Ask how the transparency requirement is handled

An even bigger issue related to the use of machine learning solutions is how to ensure one is able to explain decisions made with decision support from a machine learning solution.

As described above, the lack of transparency is a recurring issue we encounter in connection with machine learning solutions. Even so, the organization has an obligation to inform the data subject.

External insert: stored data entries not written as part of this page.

PR #83, opened 2019-07-18
Reimplement pkg/controller as the backbone of operator

houshengbo:
* This PR refactors the backbone of the operator, by replacing the manager with pkg/controller.
* Reconciler is implemented according for pkg/controller as well.
* By far, we still keeps the creation of the manager for purpose of getting the client of controller-runtime, since this client has not yet completely been replaced.

Closes: #4


config/config-logging.yaml
```diff
@@ -0,0 +1,70 @@
+# Copyright 2018 The Knative Authors
```
mattmoor-sockpuppet:
```suggestion
# Copyright 2019 The Knative Authors
```

config/config-observability.yaml
```diff
@@ -0,0 +1,100 @@
+# Copyright 2018 The Knative Authors
```
mattmoor-sockpuppet:
```suggestion
# Copyright 2019 The Knative Authors
```

config/operator.yaml
```diff
@@ -26,3 +30,16 @@ spec:
...
+              value: knative.dev/serving-operator
+            - name: CONFIG_OBSERVABILITY_NAME
+              value: config-observability
+          volumeMounts:
+            - name: config-logging
+              mountPath: /etc/config-logging
+      volumes:
+        - name: config-logging
+          configMap:
+            name: config-logging
```
mattmoor-sockpuppet:
```suggestion
            name: config-logging

```

config/config-logging.yaml
mattmoor-sockpuppet:
```suggestion
# Copyright 2019 The Knative Authors
```

config/config-observability.yaml
mattmoor-sockpuppet:
```suggestion
# Copyright 2019 The Knative Authors
```

config/operator.yaml
mattmoor-sockpuppet:
```suggestion
            name: config-logging

```

config/config-logging.yaml
mattmoor-sockpuppet:
```suggestion
# Copyright 2019 The Knative Authors
```

config/config-observability.yaml
mattmoor-sockpuppet:
```suggestion
# Copyright 2019 The Knative Authors
```

config/operator.yaml
mattmoor-sockpuppet:
```suggestion
            name: config-logging

```

jcrossley3:
/hold
In testing this locally, I noticed that the operator doesn't
recreate a deployment (say, activator) if I manually delete it. And
it's difficult for me to diagnose since logging seems to be broken.

jcrossley3:
Something else I noticed: the status of the `KnativeServing` CR never becomes "Ready", as it never recognizes that its deployments are ready. This may be related to why deleted deployments aren't recreated. I confirmed that the owner references are there, but it doesn't seem like events from the children are received by the parent.

houshengbo:
@jcrossley3 I restore all the code in knativeserving_controller.go. I expect all the KnativeServing CRs should be ready at least.

I am not sure if ./hack/run-local.sh works only for operator-sdk?

jcrossley3:
> I am not sure if ./hack/run-local.sh works only for operator-sdk?

It does currently, but it should be possible to change it to work with pkg/controller. @markusthoemmes has assured me it's possible to run it as a remote client to a cluster.

markusthoemmes:
To be fair, the shared components might need some love to make that possible. The config loading might need to be a bit more elaborate than today.

houshengbo:
@jcrossley3 @markusthoemmes Let's first make sure this PR works fine with `ko`.

Regarding run-local.sh, we can work with a separate issue, since shared component may enable the support as a base.

pkg/reconciler/knativeserving/knativeserving.go
```diff
@@ -77,11 +78,11 @@ func (c *Reconciler) Reconcile(ctx context.Context, key string) error {
...
 	logger.Info("Let us do a reconcile.")
 
-	// Get the Route resource with this namespace/name.
+	// Get the KnativeServing resource with this namespace/name.
 	original, err := c.knativeServingLister.KnativeServings(namespace).Get(name)
 	if apierrs.IsNotFound(err) {
 		// The resource may no longer exist, in which case we stop processing.
-		logger.Errorf("route %q in work queue no longer exists", key)
+		logger.Errorf("KnativeServing %q in work queue no longer exists", key)
 		return nil
```
jcrossley3: This is the point at which you should invoke `DeleteAll` on the manifest to clean up the installed resources, I think.

houshengbo: Is this used to resolved the installation of all the knative resources?

houshengbo:
@jcrossley3 The commit "Rewrite the checkDeployment function" resolves the issue of the deployment recreation. I am adding a test case to cover it now.

pkg/reconciler/knativeserving/knativeserving.go
jcrossley3: I'm not sure I understand your question, but I assume `Reconcile` gets called when some lifecycle event occurs for the KnativeServing instance (or one of its children), so if it's not found, logically that means it's been deleted, correct? At which point, we should clean up its resources.

PR #84, opened 2019-07-18
Add ability to skip certmanager and networking-istio

### LINKED ISSUE #82: Disable installation of certain deployments
Some installations do not want the certain deployments, such as networking-certmanager or networking-istio. 

This can be accomplished by adding additional configuration to the `KnativeServing` CRD.

## Proposal 1
Proposal 1 supports only skipping deployments. This would be look for the `networking-istio` name field of the deployment.

```yaml
spec:
  deployments:
    networking-istio: false
```

## Proposal 2

Another proposal is to add the ability to skip any resource:

```yaml
spec:
  skip:
    - resource: apps/v1/Deployment 
      name: networking-istio
```

trshafer:
Fixes #82

### DIFF
--- a/config/crds/serving_v1alpha1_knativeserving_crd.yaml
+++ b/config/crds/serving_v1alpha1_knativeserving_crd.yaml
@@ -83,6 +83,16 @@ spec:
                   type: object
                   additionalProperties:
                     type: string
+            disabled-components:
+              description: A means to skip specific sections in the installation
+              type: object
+              properties:
+                certmanager:
+                  type: boolean
+                  description: The ability to disable the certificate deployment and related assets.
+                networking-istio:
+                  type: boolean
+                  description: The ability to disable the networking-istio deployment.
           type: object
         status:
           description: Status defines the observed state of KnativeServing
--- a/pkg/apis/serving/v1alpha1/knativeserving_types.go
+++ b/pkg/apis/serving/v1alpha1/knativeserving_types.go
@@ -51,6 +51,15 @@ type IstioGatewayOverride struct {
 	Selector map[string]string `json:"selector,omitempty"`
 }
 
+// DisabledComponents skips certain sections of knative serving
+type DisabledComponents struct {
+	// The ability to disable the certificate deployment and related assets.
+	Certmanager bool `json:"certmanager,omitempty"`
+
+	// The ability to disable the networking-istio deployment.
+	NetworkingIstio bool `json:"networking-istio,omitempty"`
+}
+
 // KnativeServingSpec defines the desired state of KnativeServing
 // +k8s:openapi-gen=true
 type KnativeServingSpec struct {
@@ -72,6 +81,9 @@ type KnativeServingSpec struct {
 
 	// A means to override the cluster-local-gateway
 	ClusterLocalGateway IstioGatewayOverride `json:"cluster-local-gateway,omitempty"`
+
+	// A means to skip specific sections in the installation
+	DisabledComponents DisabledComponents `json:"disabled-components,omitempty"`
 }
 
 // KnativeServingStatus defines the observed state of KnativeServing
--- a/pkg/reconciler/knativeserving/knativeserving_controller.go
+++ b/pkg/reconciler/knativeserving/knativeserving_controller.go
@@ -221,12 +221,70 @@ func (r *ReconcileKnativeServing) executeInstall(extensions common.Extensions, i
 		return err
 	}
 
-	err = r.config.ApplyAll()
+	err = r.applyEnabledResources(instance)
 	if err != nil {
 		return err
 	}
 
 	return extensions.PostInstall(instance)
+}
+
+func (r *ReconcileKnativeServing) applyEnabledResources(instance *servingv1alpha1.KnativeServing) error {
+	for _, spec := range r.config.Resources {
+		if err := r.applyOrDeleteSpec(spec, instance); err != nil {
+			return err
+		}
+	}
+	return nil
+}
+func (r *ReconcileKnativeServing) applyOrDeleteSpec(spec unstructured.Unstructured, instance *servingv1alpha1.KnativeServing) error {
+	if !shouldApplySpec(spec, instance) {
+		return r.deleteSpec(spec)
+	}
+	return r.applySpec(spec)
+}
+
+func (r *ReconcileKnativeServing) deleteSpec(spec unstructured.Unstructured) error {
+	if err := r.config.Delete(&spec); err != nil {
+		log.Error(err, "Error deleting spec", "spec", spec)
+		return err
+	}
+	return nil
+}
+
+func (r *ReconcileKnativeServing) applySpec(spec unstructured.Unstructured) error {
+	if err := r.config.Apply(&spec); err != nil {
+		log.Error(err, "Error applying spec", "spec", spec)
+		return err
+	}
+	return nil
+}
+
+func shouldApplySpec(spec unstructured.Unstructured, instance *servingv1alpha1.KnativeServing) bool {
+	if instance.Spec.DisabledComponents.NetworkingIstio && isNetworkingIstioComponent(spec) {
+		return false
+	}
+	if instance.Spec.DisabledComponents.Certmanager && isCertmanagerComponent(spec) {
+		return false
+	}
+	return true
+}
+
+func isCertmanagerComponent(spec unstructured.Unstructured) bool {
+	return hasLabel(spec, "networking.knative.dev/certificate-provider", "cert-manager")
+}
+
+func isNetworkingIstioComponent(spec unstructured.Unstructured) bool {
+	return hasLabel(spec, "networking.knative.dev/ingress-provider", "istio")
+}
+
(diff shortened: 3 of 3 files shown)


markusthoemmes:
I wonder why we make this so "generic". The istio or certmanager deployment can consist of more than just the deployment resource. ServiceAccounts, Roles, Configs etc come to mind.

Should we instead "model" the "certificate-provider" and "ingress-provider" and filter by the respective labelss (as we do in the kubectl apply workflow)? We could allow a special value "none" to be set, which causes the entire thing to be skipped.

trshafer:
Updated the spec to support a more abstract `components`. Only certmanager and networking-istio are currently supported.

```yaml
kind: KnativeServing
spec:
  disabled-components:
    certmanager: true
    networking-istio: true
```

pkg/reconciler/knativeserving/knativeserving_controller.go
```diff
@@ -233,6 +225,63 @@ func (r *ReconcileKnativeServing) install(instance *servingv1alpha1.KnativeServi
...
+func isCertmanagerComponent(spec unstructured.Unstructured) bool {
+	for labelName, labelValue := range spec.GetLabels() {
+		if labelName == "networking.knative.dev/certificate-provider" && labelValue == "cert-manager" {
+			return true
+		}
+	}
+	return false
+}
+
+func isNetworkingIstioComponent(spec unstructured.Unstructured) bool {
```
anniefu: What's the reason for the different detection pattern between this and isCertmanagerComponent?

Is skiping the Deployment named "networking-certmanager" not equivalent to disabling certmanager?

config/crds/serving_v1alpha1_knativeserving_crd.yaml
```diff
@@ -74,6 +74,16 @@ spec:
                   type: object
                   additionalProperties:
                     type: string
+            disabled-components:
```
anniefu: Maybe skip-install is a better name? disabled-components could imply disabling some serving-operator component vs knative-serving component.

pkg/reconciler/knativeserving/knativeserving_controller.go
```diff
@@ -233,6 +225,63 @@ func (r *ReconcileKnativeServing) install(instance *servingv1alpha1.KnativeServi
...
+		return err
+	}
+	err = r.applyAllResources(instance)
+	if err != nil {
+		return err
+	}
+	return extensions.PostInstall(instance)
+}
+
+func (r *ReconcileKnativeServing) applyAllResources(instance *servingv1alpha1.KnativeServing) error {
```
anniefu: [nit] applyEnabledResources or applyIncludedResources?

Otherwise r.applyAllResources and  config.ApplyAll is confusing to differentiate.

pkg/reconciler/knativeserving/knativeserving_controller.go
```diff
@@ -267,6 +316,16 @@ func (r *ReconcileKnativeServing) checkDeployments(instance *servingv1alpha1.Kna
 	return nil
 }
 
+func deploymentSkipped(deploymentName string, instance *servingv1alpha1.KnativeServing) bool {
```
anniefu: Not used?

anniefu:
The more generic ability to skip any deployment (or any label) seems like it will be better for the long term maintenance of the serving-operator. 

Forcing the knative-serving operator code to be conscious of how configs are being defined in knative-serving seems like it will lead to code breaks and extensibility issues in the future when knative-serving components change.

pkg/reconciler/knativeserving/knativeserving_controller.go
trshafer: Thanks. Removed.

pkg/reconciler/knativeserving/knativeserving_controller.go
trshafer: Done.

trshafer:
Thanks for the review @anniefu! 

WRT the operator having a deep understanding of the knative serving yaml, I think is actually a feature, the user doesn't need to know about the underlying yaml. There are downsides to having the deployments only configuration:
1. the user must know which deployments are in knative-serving, so they must know what the underlying knative serving yaml looks like.
2. There are leftover resources which are created such as roles, service accounts, etc.

See thread: https://knative.slack.com/archives/CEPGNPHP1/p1564505791094900

config/crds/serving_v1alpha1_knativeserving_crd.yaml
trshafer: I'm open to `skip-install`, that works for me.

pkg/reconciler/knativeserving/knativeserving_controller.go
jcrossley3: I'm curious about this, too. It'd be nice if we could omit all the irrelevant resources by label, if possible, e.g. `ClusterRole` and `ConfigMap`, but I'm not sure about the `Gateway` resources that also have this label.

pkg/reconciler/knativeserving/knativeserving_controller.go
```diff
@@ -233,6 +225,63 @@ func (r *ReconcileKnativeServing) install(instance *servingv1alpha1.KnativeServi
...
+	if err != nil {
+		return err
+	}
+	return extensions.PostInstall(instance)
+}
+
+func (r *ReconcileKnativeServing) applyEnabledResources(instance *servingv1alpha1.KnativeServing) error {
+	for _, spec := range r.config.Resources {
+		if !shouldApplySpec(spec, instance) {
+			continue
```
jcrossley3: I think instead of `continue` we should put `r.config.Delete(&spec)`. I believe that will account for updates to the CR that add/remove disabled/skipped components.

trshafer: Thanks, good suggestion

trshafer:
Hey @anniefu, I realized that my previous comment sounded definitive. I wanted to provide a reference to previous discussion and points that were brought up about this topic. I'm happy to continue the conversation about not having the serving-operator have deeper coupling to the serving yaml.

anniefu:
> Hey @anniefu, I realized that my previous comment sounded definitive. I wanted to provide a reference to previous discussion and points that were brought up about this topic. I'm happy to continue the conversation about not having the serving-operator have deeper coupling to the serving yaml.

No worries! I didn't interpret your comment that way at all. I agree that the serving-operator should be as user-friendly as possible, and I'm not against keeping this PR as-is for the sake of progress.

Underneath the hood it would be nice to be more generic and skip by labels though. On the spec we would only expose specific labels as properties. 

Alternatively, we could use a generic map similar to the "override" field. Where the map would be "<label-name>: true", and in the description we provide the recommended labels to use. If people are aware of other labels outside the well-defined components, they can still pass them in to skip other components. Keys that are not valid labels would just be ignored.

trshafer:
I agree that using a label system under the hood would be beneficial. Do you think that mutating the knative-serving released yaml before creating this operator API is a blocker?

anniefu:
No, I don't think changing anything in knative-serving should block this. Making the spec use "cert-manager" instead of "certmanager" so the spec matches knative-serving labels would be good.

The only other open question I have is why when skipping the networking-istio install we're looking for the the deployment named "networking-istio" instead of resources matching the "networking-istio" label.

jcrossley3:
> I agree that using a label system under the hood would be beneficial. 

I'm +1 on a label system, and I think I might even be ok exposing the actual label names in the CR spec. That seems like the best of both worlds: a generic solution that can be clear to the user by choosing good label names.

> Do you think that mutating the knative-serving released yaml before creating this operator API is a blocker?

Are you asking whether it's ok to munge the yaml beneath `cmd/manager/kodata/knative-serving`? I'm ok with that as long as whatever we change shows up in the next release. I'd hate to get into a cycle of having to post-process every release yaml.

trshafer:
I don't think I can guarantee that changes in `cmd/manager/kodata/knative-serving` will appear in the next knative release. I can ping the serving group and get their thoughts.

pkg/apis/serving/v1alpha1/knativeserving_types.go
```diff
@@ -51,6 +51,15 @@ type IstioGatewayOverride struct {
 	Selector map[string]string `json:"selector,omitempty"`
 }
 
+// DisabledComponents skips certain sections of knative serving
+type DisabledComponents struct {
```
pmorie: I'm not against this being expressable in the operator's API at all, but I'm not sure this is the best API construction to use:

- The API conventions [advise against](https://github.com/kubernetes/community/blob/master/contributors/devel/sig-architecture/api-conventions.md#primitive-types) using booleans as a type for API fields
- It feels a little weird to have `spec.disabledComponents.certmanager = true` in the API in terms of polarity. I'd rather indicate disablement through a "false" sounding value.

On an entirely different note, unless we make some other change, I do not believe there is a way to "disable" use of cert-manager, unless you disable the use of admission webhooks, since cert-manager is used to mint the serving certificate from the webhook controller.

aliok:
@k4leung4 https://github.com/knative/serving-operator/issues/82 is closed, so I think this PR should be closed too?

PR #85, opened 2019-07-19
Point release documentation to knative/test-infra

adrcunha:
Fixes knative/test-infra#491


hack/release.sh
```diff
@@ -14,6 +14,9 @@
 # See the License for the specific language governing permissions and
 # limitations under the License.
 
+# Documentation about this script and how to use it can be found
+# at https://github.com/knative/test-infra/tree/master/ci
```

This obligation to provide information extends to the underlying logic in certain types of automated decisions.

It is therefore important to ensure, before a contract is signed, that there are ways to present how the algorithm weighs variables and how accurate the algorithm is. The latter can, for example, be handled by the solution indicating how likely it is that the prediction is accurate.

Ask what the mechanisms are in place to identify and mitigate algorithmic bias

Machine learning creates some new problems related to system ethics. Potential algorithmic bias may challenge the principle of fairness in Article 5 (1) (a) of the GDPR.

See also the Data Protection Authority's AI report, p.15 (pdf)

The Privacy Commission points out that this type of bias may occur when there is a lack of transparency in the solution. Furthermore, these biases will be exacerbated if the solution is used without critical reflection or is fed incorrect data.

In connection with procurement of a machine learning solution, it may be a good idea to find out whether the solution has mechanisms in place to identify potential bias, how often the algorithm should be adjusted and how. If it is possible to identify the situations in which the algorithm may be less accurate, it will be easier to implement appropriate measures to reduce the consequences of this bias. Another alternative would be to retrain the algorithm as soon as its accuracy falls below a pre-defined tolerance.

Going forward

In this project, we learned that the biggest hurdles to establishing a legal basis for the processing of personal data in connection with machine learning arise in the continual learning phase.

If an organization wants to use machine learning to solve the problem of not all relevant documentation being archived and entered into the record in a timely fashion, the sandbox project recommends that new archive legislation be implemented to responsibly regulate this issue.

The participants and the Data Protection Authority have had an opportunity to discuss practical challenges and potential measures to promote data protection by design in connection with procurement of solutions based on machine learning.

By taking a deep dive into the rules for data protection by design, Simplifai has gained a better understanding of the kinds of requirements they may be faced with from potential buyers of DAM. NVE, on the other hand, has gained a better understanding of the responsibilities data controllers have and how it can define requirements for solutions in a procurement process. The Data Protection Authority has learned more about the need for guidance actors have and how it can continue working to provide specific recommendations and examples.

The sandbox project recognizes the need for more actors to come together to build competence in the public sector and prepare practical examples of requirements public-sector bodies can include in competitive tenders for technical solutions. We would like to see templates setting out requirements for data protection by design in digital tools similar to those available for provider qualifications at anskaffelser.no. Such examples in template form could also provide increased predictability for providers.

If the proposal for a European Artificial Intelligence Act is adopted, there will be less need to use contracts to regulate product requirements. This proposal includes requirements for selected products that use machine-learning technology, not just for product users.